* **What to work on**: Reproduce all the material verbatim, down to the last line.

•••

PR #909, opened 2024-09-17
feat: Support node taints per nodepool and control plane

jimmidyson:

Fixes https://jira.nutanix.com/browse/NCN-102652


api/v1alpha1/nodeconfig_types.go
```diff
@@ -100,8 +106,54 @@ func (s NutanixNodeConfig) VariableSchema() clusterv1.VariableSchema { //nolint:
...
+	// +kubebuilder:validation:Optional
+	Value string `json:"value,omitempty"`
+
+	// The effect of the taint on pods that do not tolerate the taint.
+	// Valid effects are NoSchedule, PreferNoSchedule and NoExecute.
+	// +kubebuilder:validation:Required
+	// +kubebuilder:default=NoSchedule
+	// +kubebuilder:validation:Enum:=NoSchedule;PreferNoSchedule;NoExecute
+	Effect TaintEffect `json:"effect"`
 }
```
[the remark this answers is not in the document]
jimmidyson: No need for `TimeAdded` field for one thing.

But more importantly need to add `kubebuilder` annotations to for enums etc to allow for OpenAPI validation of variable values.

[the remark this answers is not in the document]
manoj-nutanix: yeah, enums, etc. validation won't be achievable without explicit kubebuilder annotation. Thanks.

pkg/handlers/generic/mutation/taints/inject_controlplane.go
```diff
@@ -0,0 +1,107 @@
...
+			).Info("adding taints to worker node kubeadm config template")
+			if obj.Spec.Template.Spec.KubeadmConfigSpec.InitConfiguration != nil {
+				obj.Spec.Template.Spec.KubeadmConfigSpec.InitConfiguration = &bootstrapv1.InitConfiguration{}
+			}
+			if obj.Spec.Template.Spec.KubeadmConfigSpec.JoinConfiguration != nil {
+				obj.Spec.Template.Spec.KubeadmConfigSpec.JoinConfiguration = &bootstrapv1.JoinConfiguration{}
+			}
+			coreTaints := toCoreTaints(taintsVar)
+
+			obj.Spec.Template.Spec.KubeadmConfigSpec.InitConfiguration.NodeRegistration.Taints = append(
```
dkoshkin, line 96: >taints specifies the taints the Node API object should be registered with. If this field is unset, i.e. nil, it will be defaulted with a control-plane taint for control-plane nodes. 

From the docs https://kubernetes.io/docs/reference/config-api/kubeadm-config.v1beta4/#kubeadm-k8s-io-v1beta4-NodeRegistrationOptions 

If we do set a taint here, do the default control-plane taints still get added?
Also do we want to support the usecase of setting an empty taints and letting users remove the defaults?

dkoshkin (approved):
The changes look great, just a great a question on the default taints for control-planes.

api/v1alpha1/nodeconfig_types.go
```diff
@@ -100,8 +106,54 @@ func (s NutanixNodeConfig) VariableSchema() clusterv1.VariableSchema { //nolint:
...
+	// The taint value corresponding to the taint key.
+	// +kubebuilder:validation:Optional
+	Value string `json:"value,omitempty"`
+
+	// The effect of the taint on pods that do not tolerate the taint.
+	// Valid effects are NoSchedule, PreferNoSchedule and NoExecute.
+	// +kubebuilder:validation:Required
+	// +kubebuilder:default=NoSchedule
+	// +kubebuilder:validation:Enum:=NoSchedule;PreferNoSchedule;NoExecute
+	Effect TaintEffect `json:"effect"`
```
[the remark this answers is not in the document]
jimmidyson: Answered in https://github.com/nutanix-cloud-native/cluster-api-runtime-extensions-nutanix/pull/909#discussion_r1764698769

pkg/handlers/generic/mutation/taints/inject_controlplane.go
jimmidyson: You're suspicion is correct: default CP taints do not get added...

```
<SNIP>
labels:
      node-role.kubernetes.io/control-plane: ""
<SNIP>
spec:
    taints:
    - effect: NoSchedule
      key: some-key
      value: some-value
```

Is that what we want here? I suggest tainting the CP nodes is less common than for worker nodes so I think this is OK, and indeed doing what you suggest if the taints are set but empty slice would allow removing the default taints, allowing scheduling in constrained resource environments.

dkoshkin: >To support this would require a larger change that I would not be happy doing in this PR at least.

That makes sense, users can still do this by setting it to an empty slice in the KCP Template.

jimmidyson: > > To support this would require a larger change that I would not be happy doing in this PR at least.
> 
> That makes sense, users can still do this by setting it to an empty slice in the KCP Template.

Or by adding an inline JSON patch to the ClusterClass.

jimmidyson: Added docs.

jimmidyson: FIgured it out! We now support not setting default taints! Please take another look @dkoshkin, also added docs about it.

mhrabovcin (approved):

thunderboltsid (approved):

PR #912, opened 2024-09-17
ci(main): enable creating release-please PR from release branches

supershal:
- enable creating release-please PR from release branch
- set caren provider to use v0.15.x in CAREN e2e tests.

### DIFF
--- a/make/dev.mk
+++ b/make/dev.mk
@@ -45,7 +45,8 @@ dev.update-bootstrap-credentials-aws:
 
 .PHONY: release-please
 release-please:
-ifneq ($(shell [[ "$(GIT_CURRENT_BRANCH)" = "main" ]] || [[ "$(GIT_CURRENT_BRANCH)" == release/v* ]]; echo $$?),0)
+# filter Returns all whitespace-separated words in text that do match any of the pattern words.
+ifeq ($(filter main release/v%,$(GIT_CURRENT_BRANCH)),)
 	$(error "release-please should only be run on the main or release branch")
 else
 	release-please release-pr --repo-url $(GITHUB_ORG)/$(GITHUB_REPOSITORY) --target-branch $(GIT_CURRENT_BRANCH) --token "$$(gh auth token)"
--- a/make/dev.mk
+++ b/make/dev.mk
@@ -45,11 +45,10 @@ dev.update-bootstrap-credentials-aws:
 
 .PHONY: release-please
 release-please:
-ifneq ($(GIT_CURRENT_BRANCH),main)
-	$(error "release-please should only be run on the main branch")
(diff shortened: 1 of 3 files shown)


test/e2e/config/caren.yaml
```diff
@@ -134,8 +134,8 @@ providers:
 - name: caren
   type: RuntimeExtensionProvider
   versions:
-  - name: "{go://github.com/nutanix-cloud-native/cluster-api-runtime-extensions-nutanix@v0.14}"
-    value: "https://github.com/nutanix-cloud-native/cluster-api-runtime-extensions-nutanix/releases/download/{go://github.com/nutanix-cloud-native/cluster-api-runtime-extensions-nutanix@v0.14}/runtime-extension-components.yaml"
+  - name: "{go://github.com/nutanix-cloud-native/cluster-api-runtime-extensions-nutanix@v0.15}"
```
supershal, line 137: @jimmidyson can you please verify if the main branch should be using current minor release from `main` ?

jimmidyson: Until we get the upgrade test in place this is actually unused so I'm happy to merge this as it is and we can revisit this when we get the upgrade test in place. I think we might want to have both previous patch and previous minor in here and use both in upgrade tests but like I said let's discuss that when we come to it.

make/dev.mk
```diff
@@ -45,11 +45,10 @@ dev.update-bootstrap-credentials-aws:
 
 .PHONY: release-please
 release-please:
-ifneq ($(GIT_CURRENT_BRANCH),main)
-	$(error "release-please should only be run on the main branch")
+ifneq ($(shell [[ "$(GIT_CURRENT_BRANCH)" = "main" ]] || [[ "$(GIT_CURRENT_BRANCH)" == release/v* ]]; echo $$?),0)
```
jimmidyson, line 48: Instead of using `shell` here, let's use make's `filter` instead to not need to shell out:

```suggestion
ifeq ($(filter main release/v%,$(GIT_CURRENT_BRANCH)),)
```

jimmidyson (changes requested):
Please update release docs with details for running for release branch too.

test/e2e/config/caren.yaml
supershal: thank you for the details..

make/dev.mk
supershal: fixed https://github.com/nutanix-cloud-native/cluster-api-runtime-extensions-nutanix/pull/912/commits/15279b83dc0cd138df520e5df8fdeffca6563da7

jimmidyson (approved):

dkoshkin (approved):

dlipovetsky (approved):

PR #1963, opened 2026-09-08
test: clean up boilerplate in unified-handler-row tests

### LINKED ISSUE #1906: Clean up test boilerplate in unified-handler-row.test.tsx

•••

* **Task result**:
PR #909, opened 2024-09-17
feat: Support node taints per nodepool and control plane

jimmidyson:

Fixes https://jira.nutanix.com/browse/NCN-102652


api/v1alpha1/nodeconfig_types.go
```diff
@@ -100,8 +106,54 @@ func (s NutanixNodeConfig) VariableSchema() clusterv1.VariableSchema { //nolint:
...
+	// +kubebuilder:validation:Optional
+	Value string `json:"value,omitempty"`
+
+	// The effect of the taint on pods that do not tolerate the taint.
+	// Valid effects are NoSchedule, PreferNoSchedule and NoExecute.
+	// +kubebuilder:validation:Required
+	// +kubebuilder:default=NoSchedule
+	// +kubebuilder:validation:Enum:=NoSchedule;PreferNoSchedule;NoExecute
+	Effect TaintEffect `json:"effect"`
 }
```
[the remark this answers is not in the document]
jimmidyson: No need for `TimeAdded` field for one thing.

But more importantly need to add `kubebuilder` annotations to for enums etc to allow for OpenAPI validation of variable values.

[the remark this answers is not in the document]
manoj-nutanix: yeah, enums, etc. validation won't be achievable without explicit kubebuilder annotation. Thanks.

pkg/handlers/generic/mutation/taints/inject_controlplane.go
```diff
@@ -0,0 +1,107 @@
...
+			).Info("adding taints to worker node kubeadm config template")
+			if obj.Spec.Template.Spec.KubeadmConfigSpec.InitConfiguration != nil {
+				obj.Spec.Template.Spec.KubeadmConfigSpec.InitConfiguration = &bootstrapv1.InitConfiguration{}
+			}
+			if obj.Spec.Template.Spec.KubeadmConfigSpec.JoinConfiguration != nil {
+				obj.Spec.Template.Spec.KubeadmConfigSpec.JoinConfiguration = &bootstrapv1.JoinConfiguration{}
+			}
+			coreTaints := toCoreTaints(taintsVar)
+
+			obj.Spec.Template.Spec.KubeadmConfigSpec.InitConfiguration.NodeRegistration.Taints = append(
```
dkoshkin, line 96: >taints specifies the taints the Node API object should be registered with. If this field is unset, i.e. nil, it will be defaulted with a control-plane taint for control-plane nodes. 

From the docs https://kubernetes.io/docs/reference/config-api/kubeadm-config.v1beta4/#kubeadm-k8s-io-v1beta4-NodeRegistrationOptions 

If we do set a taint here, do the default control-plane taints still get added?
Also do we want to support the usecase of setting an empty taints and letting users remove the defaults?

dkoshkin (approved):
The changes look great, just a great a question on the default taints for control-planes.

api/v1alpha1/nodeconfig_types.go
```diff
@@ -100,8 +106,54 @@ func (s NutanixNodeConfig) VariableSchema() clusterv1.VariableSchema { //nolint:
...
+	// The taint value corresponding to the taint key.
+	// +kubebuilder:validation:Optional
+	Value string `json:"value,omitempty"`
+
+	// The effect of the taint on pods that do not tolerate the taint.
+	// Valid effects are NoSchedule, PreferNoSchedule and NoExecute.
+	// +kubebuilder:validation:Required
+	// +kubebuilder:default=NoSchedule
+	// +kubebuilder:validation:Enum:=NoSchedule;PreferNoSchedule;NoExecute
+	Effect TaintEffect `json:"effect"`
```
[the remark this answers is not in the document]
jimmidyson: Answered in https://github.com/nutanix-cloud-native/cluster-api-runtime-extensions-nutanix/pull/909#discussion_r1764698769

pkg/handlers/generic/mutation/taints/inject_controlplane.go
jimmidyson: You're suspicion is correct: default CP taints do not get added...

```
<SNIP>
labels:
      node-role.kubernetes.io/control-plane: ""
<SNIP>
spec:
    taints:
    - effect: NoSchedule
      key: some-key
      value: some-value
```

Is that what we want here? I suggest tainting the CP nodes is less common than for worker nodes so I think this is OK, and indeed doing what you suggest if the taints are set but empty slice would allow removing the default taints, allowing scheduling in constrained resource environments.

dkoshkin: >To support this would require a larger change that I would not be happy doing in this PR at least.

That makes sense, users can still do this by setting it to an empty slice in the KCP Template.

jimmidyson: > > To support this would require a larger change that I would not be happy doing in this PR at least.
> 
> That makes sense, users can still do this by setting it to an empty slice in the KCP Template.

Or by adding an inline JSON patch to the ClusterClass.

jimmidyson: Added docs.

jimmidyson: FIgured it out! We now support not setting default taints! Please take another look @dkoshkin, also added docs about it.

mhrabovcin (approved):

thunderboltsid (approved):

PR #912, opened 2024-09-17
ci(main): enable creating release-please PR from release branches

supershal:
- enable creating release-please PR from release branch
- set caren provider to use v0.15.x in CAREN e2e tests.

### DIFF
--- a/make/dev.mk
+++ b/make/dev.mk
@@ -45,7 +45,8 @@ dev.update-bootstrap-credentials-aws:
 
 .PHONY: release-please
 release-please:
-ifneq ($(shell [[ "$(GIT_CURRENT_BRANCH)" = "main" ]] || [[ "$(GIT_CURRENT_BRANCH)" == release/v* ]]; echo $$?),0)
+# filter Returns all whitespace-separated words in text that do match any of the pattern words.
+ifeq ($(filter main release/v%,$(GIT_CURRENT_BRANCH)),)
 	$(error "release-please should only be run on the main or release branch")
 else
 	release-please release-pr --repo-url $(GITHUB_ORG)/$(GITHUB_REPOSITORY) --target-branch $(GIT_CURRENT_BRANCH) --token "$$(gh auth token)"
--- a/make/dev.mk
+++ b/make/dev.mk
@@ -45,11 +45,10 @@ dev.update-bootstrap-credentials-aws:
 
 .PHONY: release-please
 release-please:
-ifneq ($(GIT_CURRENT_BRANCH),main)
-	$(error "release-please should only be run on the main branch")
(diff shortened: 1 of 3 files shown)


test/e2e/config/caren.yaml
```diff
@@ -134,8 +134,8 @@ providers:
 - name: caren
   type: RuntimeExtensionProvider
   versions:
-  - name: "{go://github.com/nutanix-cloud-native/cluster-api-runtime-extensions-nutanix@v0.14}"
-    value: "https://github.com/nutanix-cloud-native/cluster-api-runtime-extensions-nutanix/releases/download/{go://github.com/nutanix-cloud-native/cluster-api-runtime-extensions-nutanix@v0.14}/runtime-extension-components.yaml"
+  - name: "{go://github.com/nutanix-cloud-native/cluster-api-runtime-extensions-nutanix@v0.15}"
```
supershal, line 137: @jimmidyson can you please verify if the main branch should be using current minor release from `main` ?

jimmidyson: Until we get the upgrade test in place this is actually unused so I'm happy to merge this as it is and we can revisit this when we get the upgrade test in place. I think we might want to have both previous patch and previous minor in here and use both in upgrade tests but like I said let's discuss that when we come to it.

make/dev.mk
```diff
@@ -45,11 +45,10 @@ dev.update-bootstrap-credentials-aws:
 
 .PHONY: release-please
 release-please:
-ifneq ($(GIT_CURRENT_BRANCH),main)
-	$(error "release-please should only be run on the main branch")
+ifneq ($(shell [[ "$(GIT_CURRENT_BRANCH)" = "main" ]] || [[ "$(GIT_CURRENT_BRANCH)" == release/v* ]]; echo $$?),0)
```
jimmidyson, line 48: Instead of using `shell` here, let's use make's `filter` instead to not need to shell out:

```suggestion
ifeq ($(filter main release/v%,$(GIT_CURRENT_BRANCH)),)
```

jimmidyson (changes requested):
Please update release docs with details for running for release branch too.

test/e2e/config/caren.yaml
supershal: thank you for the details..

make/dev.mk
supershal: fixed https://github.com/nutanix-cloud-native/cluster-api-runtime-extensions-nutanix/pull/912/commits/15279b83dc0cd138df520e5df8fdeffca6563da7

jimmidyson (approved):

dkoshkin (approved):

dlipovetsky (approved):

PR #1963, opened 2026-09-08
test: clean up boilerplate in unified-handler-row tests

### LINKED ISSUE #1906: Clean up test boilerplate in unified-handler-row.test.tsx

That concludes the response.